_PROBLEM DESCRIPTION:_
Find the line in the entries below that contains "[ ] New feature". Repeat it exactly, and every line after it through the line that contains "functionality is complete".

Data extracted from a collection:
Start of Block

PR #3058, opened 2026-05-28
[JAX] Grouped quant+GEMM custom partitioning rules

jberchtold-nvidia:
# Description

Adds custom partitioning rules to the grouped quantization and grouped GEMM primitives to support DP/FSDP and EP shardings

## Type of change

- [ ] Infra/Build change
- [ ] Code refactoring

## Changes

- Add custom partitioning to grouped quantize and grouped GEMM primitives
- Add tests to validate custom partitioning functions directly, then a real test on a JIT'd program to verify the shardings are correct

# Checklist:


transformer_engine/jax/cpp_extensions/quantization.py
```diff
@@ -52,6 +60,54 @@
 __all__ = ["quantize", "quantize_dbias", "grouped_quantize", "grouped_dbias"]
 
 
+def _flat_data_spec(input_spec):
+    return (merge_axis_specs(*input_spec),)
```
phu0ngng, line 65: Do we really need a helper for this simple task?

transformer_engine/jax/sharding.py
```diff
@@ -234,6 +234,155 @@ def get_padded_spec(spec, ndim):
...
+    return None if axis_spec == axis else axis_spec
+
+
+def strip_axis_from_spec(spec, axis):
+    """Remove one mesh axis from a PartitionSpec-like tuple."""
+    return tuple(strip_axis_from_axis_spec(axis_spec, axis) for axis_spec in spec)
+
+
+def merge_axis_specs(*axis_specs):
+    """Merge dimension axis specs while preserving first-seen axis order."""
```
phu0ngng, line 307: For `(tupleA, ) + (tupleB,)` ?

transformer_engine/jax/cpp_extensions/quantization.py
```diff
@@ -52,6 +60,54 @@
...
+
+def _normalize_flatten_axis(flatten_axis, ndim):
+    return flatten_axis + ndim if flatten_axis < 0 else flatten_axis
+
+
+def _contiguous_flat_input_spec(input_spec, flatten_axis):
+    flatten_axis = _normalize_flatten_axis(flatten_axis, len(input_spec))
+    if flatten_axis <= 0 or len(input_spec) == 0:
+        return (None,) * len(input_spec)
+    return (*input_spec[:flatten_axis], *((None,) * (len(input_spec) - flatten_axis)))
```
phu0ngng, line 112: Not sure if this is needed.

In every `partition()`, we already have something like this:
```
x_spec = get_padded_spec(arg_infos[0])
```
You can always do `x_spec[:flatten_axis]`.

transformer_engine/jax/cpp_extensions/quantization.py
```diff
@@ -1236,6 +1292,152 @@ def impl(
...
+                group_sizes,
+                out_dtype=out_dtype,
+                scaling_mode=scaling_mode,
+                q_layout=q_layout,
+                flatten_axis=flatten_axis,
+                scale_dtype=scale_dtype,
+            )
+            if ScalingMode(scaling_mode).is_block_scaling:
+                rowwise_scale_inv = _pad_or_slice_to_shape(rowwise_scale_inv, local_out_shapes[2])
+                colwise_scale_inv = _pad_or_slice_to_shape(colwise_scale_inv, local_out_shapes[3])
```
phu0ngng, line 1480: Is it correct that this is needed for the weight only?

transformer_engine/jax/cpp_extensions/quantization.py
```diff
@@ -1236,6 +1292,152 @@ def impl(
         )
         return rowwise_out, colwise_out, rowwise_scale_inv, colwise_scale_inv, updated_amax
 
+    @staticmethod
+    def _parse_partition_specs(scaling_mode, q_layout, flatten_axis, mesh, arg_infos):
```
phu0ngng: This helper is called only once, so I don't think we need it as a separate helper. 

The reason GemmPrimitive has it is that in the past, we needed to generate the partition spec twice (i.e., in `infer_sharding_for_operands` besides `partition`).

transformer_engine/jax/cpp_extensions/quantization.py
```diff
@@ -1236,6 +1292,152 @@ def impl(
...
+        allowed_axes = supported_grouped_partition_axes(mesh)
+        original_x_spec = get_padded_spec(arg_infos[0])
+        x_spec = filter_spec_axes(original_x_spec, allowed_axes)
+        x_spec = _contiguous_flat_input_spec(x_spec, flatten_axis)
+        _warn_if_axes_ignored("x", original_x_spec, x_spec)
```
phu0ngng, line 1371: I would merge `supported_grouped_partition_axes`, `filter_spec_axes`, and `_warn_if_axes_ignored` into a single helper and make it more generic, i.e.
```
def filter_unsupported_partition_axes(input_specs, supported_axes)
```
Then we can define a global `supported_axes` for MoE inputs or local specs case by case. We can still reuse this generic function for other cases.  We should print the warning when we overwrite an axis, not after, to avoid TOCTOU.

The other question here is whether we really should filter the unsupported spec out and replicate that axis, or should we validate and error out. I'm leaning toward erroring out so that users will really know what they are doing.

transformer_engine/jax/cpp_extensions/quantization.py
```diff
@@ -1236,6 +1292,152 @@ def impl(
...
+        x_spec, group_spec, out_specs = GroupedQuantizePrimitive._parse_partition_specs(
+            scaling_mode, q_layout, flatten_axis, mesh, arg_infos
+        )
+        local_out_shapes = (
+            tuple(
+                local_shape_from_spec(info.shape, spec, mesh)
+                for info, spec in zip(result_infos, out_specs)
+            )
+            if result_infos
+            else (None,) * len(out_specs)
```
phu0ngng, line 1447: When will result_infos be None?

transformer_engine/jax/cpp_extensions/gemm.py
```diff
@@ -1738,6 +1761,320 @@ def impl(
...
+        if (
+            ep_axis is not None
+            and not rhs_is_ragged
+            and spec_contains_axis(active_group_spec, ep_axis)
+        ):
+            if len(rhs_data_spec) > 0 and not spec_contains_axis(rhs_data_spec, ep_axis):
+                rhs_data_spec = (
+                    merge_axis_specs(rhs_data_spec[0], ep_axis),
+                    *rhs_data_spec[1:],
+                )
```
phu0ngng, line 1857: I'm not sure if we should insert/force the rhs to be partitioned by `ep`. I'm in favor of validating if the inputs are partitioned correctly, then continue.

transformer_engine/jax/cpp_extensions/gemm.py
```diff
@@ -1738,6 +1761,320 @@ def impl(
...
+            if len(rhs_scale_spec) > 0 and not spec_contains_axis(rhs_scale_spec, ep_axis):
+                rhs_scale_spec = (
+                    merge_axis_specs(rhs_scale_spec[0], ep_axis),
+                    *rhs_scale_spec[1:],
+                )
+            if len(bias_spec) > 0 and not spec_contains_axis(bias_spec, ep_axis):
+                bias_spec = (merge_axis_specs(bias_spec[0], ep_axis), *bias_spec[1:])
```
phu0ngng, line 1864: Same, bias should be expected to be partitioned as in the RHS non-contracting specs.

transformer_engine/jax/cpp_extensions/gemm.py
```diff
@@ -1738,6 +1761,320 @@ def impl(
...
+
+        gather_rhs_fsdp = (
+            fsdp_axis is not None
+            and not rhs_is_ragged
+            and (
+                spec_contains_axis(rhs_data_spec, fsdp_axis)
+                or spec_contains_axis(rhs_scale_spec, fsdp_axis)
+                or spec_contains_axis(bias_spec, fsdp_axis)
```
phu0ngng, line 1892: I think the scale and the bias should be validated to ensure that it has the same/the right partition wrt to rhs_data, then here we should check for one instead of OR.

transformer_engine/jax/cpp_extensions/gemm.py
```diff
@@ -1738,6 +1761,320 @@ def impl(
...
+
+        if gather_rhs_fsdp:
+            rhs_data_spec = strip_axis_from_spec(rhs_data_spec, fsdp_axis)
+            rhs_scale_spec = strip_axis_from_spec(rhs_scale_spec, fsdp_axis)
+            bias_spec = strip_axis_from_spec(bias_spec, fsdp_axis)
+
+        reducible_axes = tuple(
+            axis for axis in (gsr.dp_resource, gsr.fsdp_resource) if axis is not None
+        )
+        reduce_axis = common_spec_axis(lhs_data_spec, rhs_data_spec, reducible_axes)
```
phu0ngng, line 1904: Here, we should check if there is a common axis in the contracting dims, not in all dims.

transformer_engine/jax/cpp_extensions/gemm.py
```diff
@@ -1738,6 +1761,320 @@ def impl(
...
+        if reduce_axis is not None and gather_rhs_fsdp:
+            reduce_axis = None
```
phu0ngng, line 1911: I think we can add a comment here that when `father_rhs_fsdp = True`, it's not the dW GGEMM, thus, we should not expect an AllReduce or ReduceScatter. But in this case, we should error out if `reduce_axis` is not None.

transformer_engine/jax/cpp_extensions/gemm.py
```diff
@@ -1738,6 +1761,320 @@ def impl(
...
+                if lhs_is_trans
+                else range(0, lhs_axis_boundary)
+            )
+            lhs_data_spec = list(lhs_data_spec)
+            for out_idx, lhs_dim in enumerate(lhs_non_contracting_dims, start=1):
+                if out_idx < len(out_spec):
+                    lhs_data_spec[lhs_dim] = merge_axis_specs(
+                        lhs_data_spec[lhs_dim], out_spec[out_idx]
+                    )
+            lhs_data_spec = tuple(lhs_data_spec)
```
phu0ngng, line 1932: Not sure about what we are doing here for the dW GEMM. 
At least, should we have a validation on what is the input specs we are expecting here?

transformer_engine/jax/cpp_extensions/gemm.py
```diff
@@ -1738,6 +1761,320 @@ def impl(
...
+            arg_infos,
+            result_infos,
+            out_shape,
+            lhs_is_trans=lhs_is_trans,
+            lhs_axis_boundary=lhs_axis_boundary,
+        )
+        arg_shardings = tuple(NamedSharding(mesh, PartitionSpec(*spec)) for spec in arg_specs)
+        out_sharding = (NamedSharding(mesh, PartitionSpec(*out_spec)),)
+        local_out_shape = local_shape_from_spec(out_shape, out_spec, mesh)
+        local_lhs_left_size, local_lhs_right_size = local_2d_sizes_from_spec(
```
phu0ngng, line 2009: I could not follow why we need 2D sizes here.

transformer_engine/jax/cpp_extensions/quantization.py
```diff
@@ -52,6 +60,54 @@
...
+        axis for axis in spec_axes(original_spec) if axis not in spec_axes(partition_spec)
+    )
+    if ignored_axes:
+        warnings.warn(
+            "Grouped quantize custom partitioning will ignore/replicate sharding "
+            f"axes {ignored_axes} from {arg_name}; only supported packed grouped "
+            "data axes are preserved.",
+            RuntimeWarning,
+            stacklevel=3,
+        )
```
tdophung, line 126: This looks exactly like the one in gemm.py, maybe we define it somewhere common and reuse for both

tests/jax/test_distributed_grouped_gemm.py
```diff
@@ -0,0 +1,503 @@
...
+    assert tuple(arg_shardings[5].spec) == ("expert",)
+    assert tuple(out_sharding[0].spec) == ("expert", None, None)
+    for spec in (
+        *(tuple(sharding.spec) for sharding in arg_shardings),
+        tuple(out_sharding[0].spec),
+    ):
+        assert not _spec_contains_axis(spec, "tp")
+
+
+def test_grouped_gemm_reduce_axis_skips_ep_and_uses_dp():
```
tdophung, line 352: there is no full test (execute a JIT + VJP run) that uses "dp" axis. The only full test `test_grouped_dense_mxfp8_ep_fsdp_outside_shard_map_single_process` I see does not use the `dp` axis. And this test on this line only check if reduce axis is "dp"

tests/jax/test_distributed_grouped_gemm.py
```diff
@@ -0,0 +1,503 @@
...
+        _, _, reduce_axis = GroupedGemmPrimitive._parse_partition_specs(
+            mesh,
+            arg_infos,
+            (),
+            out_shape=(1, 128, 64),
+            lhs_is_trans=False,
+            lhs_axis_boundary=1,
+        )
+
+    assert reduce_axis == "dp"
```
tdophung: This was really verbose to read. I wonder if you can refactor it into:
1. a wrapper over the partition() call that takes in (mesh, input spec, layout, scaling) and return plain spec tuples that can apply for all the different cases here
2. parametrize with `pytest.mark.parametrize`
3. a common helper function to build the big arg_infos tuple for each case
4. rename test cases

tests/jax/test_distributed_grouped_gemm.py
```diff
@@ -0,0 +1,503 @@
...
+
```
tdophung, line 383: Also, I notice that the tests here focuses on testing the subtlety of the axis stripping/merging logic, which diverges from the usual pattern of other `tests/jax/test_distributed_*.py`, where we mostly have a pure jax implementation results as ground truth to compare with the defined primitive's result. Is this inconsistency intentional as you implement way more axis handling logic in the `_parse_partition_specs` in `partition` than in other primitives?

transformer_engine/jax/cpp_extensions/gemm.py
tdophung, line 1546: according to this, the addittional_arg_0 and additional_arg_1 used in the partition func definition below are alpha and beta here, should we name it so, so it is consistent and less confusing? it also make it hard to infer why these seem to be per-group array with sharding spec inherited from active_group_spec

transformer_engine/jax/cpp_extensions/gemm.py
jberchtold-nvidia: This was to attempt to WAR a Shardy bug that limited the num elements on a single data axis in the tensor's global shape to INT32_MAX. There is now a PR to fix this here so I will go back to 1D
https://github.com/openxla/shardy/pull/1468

End of Block
Start of Block

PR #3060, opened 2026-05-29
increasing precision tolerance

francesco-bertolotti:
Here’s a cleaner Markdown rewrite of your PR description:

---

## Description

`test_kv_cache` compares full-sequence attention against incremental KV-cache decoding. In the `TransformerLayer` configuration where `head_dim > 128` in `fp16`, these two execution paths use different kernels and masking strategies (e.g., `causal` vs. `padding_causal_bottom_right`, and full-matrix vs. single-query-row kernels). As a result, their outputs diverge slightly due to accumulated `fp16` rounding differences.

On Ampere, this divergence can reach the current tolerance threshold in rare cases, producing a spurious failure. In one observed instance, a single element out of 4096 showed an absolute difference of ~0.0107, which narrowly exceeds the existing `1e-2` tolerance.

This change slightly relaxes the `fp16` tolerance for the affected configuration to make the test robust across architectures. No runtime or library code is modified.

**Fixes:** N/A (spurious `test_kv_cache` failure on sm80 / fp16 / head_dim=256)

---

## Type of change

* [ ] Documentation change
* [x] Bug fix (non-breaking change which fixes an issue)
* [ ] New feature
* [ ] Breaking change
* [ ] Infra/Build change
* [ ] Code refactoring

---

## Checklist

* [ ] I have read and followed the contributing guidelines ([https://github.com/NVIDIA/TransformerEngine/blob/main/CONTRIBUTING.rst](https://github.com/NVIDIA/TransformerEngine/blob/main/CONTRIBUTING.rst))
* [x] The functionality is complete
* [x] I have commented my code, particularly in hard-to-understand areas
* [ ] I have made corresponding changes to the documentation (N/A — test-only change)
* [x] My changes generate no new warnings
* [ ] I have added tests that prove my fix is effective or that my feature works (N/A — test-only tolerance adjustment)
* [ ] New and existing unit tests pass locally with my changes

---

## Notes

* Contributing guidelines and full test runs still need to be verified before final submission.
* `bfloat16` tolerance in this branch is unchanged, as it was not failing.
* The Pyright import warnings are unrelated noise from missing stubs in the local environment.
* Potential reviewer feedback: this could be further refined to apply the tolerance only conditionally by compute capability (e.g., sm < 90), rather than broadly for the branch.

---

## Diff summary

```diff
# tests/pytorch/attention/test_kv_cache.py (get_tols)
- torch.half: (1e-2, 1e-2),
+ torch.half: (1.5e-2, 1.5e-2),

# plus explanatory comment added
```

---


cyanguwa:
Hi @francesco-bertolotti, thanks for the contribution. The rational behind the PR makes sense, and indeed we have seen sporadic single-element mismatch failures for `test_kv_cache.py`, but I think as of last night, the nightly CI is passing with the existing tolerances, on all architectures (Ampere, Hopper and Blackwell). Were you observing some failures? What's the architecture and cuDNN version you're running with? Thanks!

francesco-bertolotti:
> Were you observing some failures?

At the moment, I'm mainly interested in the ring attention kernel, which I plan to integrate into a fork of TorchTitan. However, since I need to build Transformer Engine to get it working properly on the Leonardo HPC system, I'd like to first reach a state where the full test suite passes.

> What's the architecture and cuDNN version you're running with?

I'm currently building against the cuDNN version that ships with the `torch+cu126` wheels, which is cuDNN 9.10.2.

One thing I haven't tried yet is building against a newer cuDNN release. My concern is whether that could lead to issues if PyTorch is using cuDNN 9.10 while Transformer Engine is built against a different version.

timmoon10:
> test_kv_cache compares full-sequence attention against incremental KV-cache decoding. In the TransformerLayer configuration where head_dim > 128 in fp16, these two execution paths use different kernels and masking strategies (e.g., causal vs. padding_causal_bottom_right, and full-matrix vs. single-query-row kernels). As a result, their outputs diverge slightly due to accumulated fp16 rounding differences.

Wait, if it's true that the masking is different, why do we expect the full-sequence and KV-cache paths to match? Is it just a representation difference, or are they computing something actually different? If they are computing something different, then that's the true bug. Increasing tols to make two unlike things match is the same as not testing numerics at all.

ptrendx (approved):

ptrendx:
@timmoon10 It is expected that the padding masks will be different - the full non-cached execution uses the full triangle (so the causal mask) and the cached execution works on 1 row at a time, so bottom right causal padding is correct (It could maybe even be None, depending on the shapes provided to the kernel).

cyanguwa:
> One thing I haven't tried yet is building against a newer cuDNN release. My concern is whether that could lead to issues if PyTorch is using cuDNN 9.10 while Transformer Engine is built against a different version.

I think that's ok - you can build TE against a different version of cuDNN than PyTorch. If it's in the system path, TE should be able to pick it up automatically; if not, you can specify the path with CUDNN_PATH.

End of Block

_SOLVED PROBLEM:_
* [ ] New feature
* [ ] Breaking change
* [ ] Infra/Build change
* [ ] Code refactoring

---

## Checklist

* [ ] I have read and followed the contributing guidelines ([https://github.com/NVIDIA/TransformerEngine/blob/main/CONTRIBUTING.rst](https://github.com/NVIDIA/TransformerEngine/blob/main/CONTRIBUTING.rst))
* [x] The functionality is complete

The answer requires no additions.